Staff writer

While most people are aware of the importance of energy-conserving building practices, few appear willing to pay for them. But what if they are guaranteed to save more money than they pay on a conservation system?

Hiroshi Takahashi, engineering and administrative director of The First Energy Service Co., or FESCO, expects that a good number of building owners will give the nod to his proposal: save money by saving energy.

“The idea is to become a polyclinic doctor for a facility’s whole energy system,” he says, explaining the aims of the three-month-old firm.

“That is, we diagnose the situation of the whole energy supply system of a certain facility, calculate and guarantee how much we can save in energy costs, and get paid for our services out of what the facility owner can save in energy costs,” he says.

Take a typical 10-year-old building eight stories high and two basement levels. Electricity, gas and water costs for the building would amount to some 50 million yen annually.

But FESCO claims it can reduce the energy costs by 10 million yen. Since FESCO receives 6.5 million yen for its service, the owner of the building will save about 3.5 million yen altogether.

The formula, called a performance contract, is already popular in the United States. Takahashi expects the idea to also take off in Japan.

FESCO is a corporate venture set up by eight companies. But Takahashi, who has been interested in energy problems since his time in school, says his commitment to the business reaches beyond his official position as a representative from Yokogawa Electric Corp., one of the eight corporate investors.

“Natural resources are limited and will dry up sometime in the future. When the world faces an energy crisis, resource-scarce countries such as Japan are the first to suffer,” he says. “Probably, it will not happen during our generation, but what about our children’s generation?”

As a father of two young children, Takahashi said he feels the urge to do more toward energy conservation than is required as a corporate employee.

About 18 months ago, he learned that Yokogawa and other companies were forming a consortium to mull setting up of a business concerned with energy conservation. He persuaded management to let him join.

Along the way, many companies dropped out of the consortium. But Yokogawa and six other companies decided to go with a plan put forward by Japan Research Institute, another member of the consortium. The plan was to set up FESCO.

Capitalized at 50 billion yen by the eight firms, FESCO came into being in May, but in a very unique form. That is, the company has no permanent office or staff — eight core members plus additional staffers when needed — migrate from one parent firm to another when they need to make business decisions.
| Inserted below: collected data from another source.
PR #59, opened 2020-12-02
HEEDLS-212 Add session tracking to LearningMenu controller

benjimarshall:
## Changes
- Inject SessionService into Web project.
- Maintain Session state in the LearningMenu using the SessionService.
- Add a mock HttpContext.Session class and use this to test the new
LearningMenu controller session tracking.

## Testing
Add new unit tests and check they run. Tested links in Chrome, Firefox, Edge and IE11

### DIFF
--- a/DigitalLearningSolutions.Data.Tests/Services/SessionServiceTests.cs
+++ b/DigitalLearningSolutions.Data.Tests/Services/SessionServiceTests.cs
@@ -3,16 +3,17 @@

Takahashi retains his post and receives a salary from Yokogawa, but he spends 80 percent of his working hours doing FESCO business. From time to time, he also asks his Yokogawa colleagues to help with FESCO business, which is why it is difficult to calculate exactly how many people work for the venture, he says.

Things are not much different with other FESCO staffers.

“What’s good about a virtual company,” Takahashi says, “is that all the core members from the study stage can carry on as the core members in the newly established company, while retaining their posts and utilizing the knowhow of their companies of origin.

“This is the quickest and most efficient form of setting up a new business,” he says.

FESCO, as a corporate venture backed by big-name companies, has a major advantage in gaining the confidence of potential customers, he adds.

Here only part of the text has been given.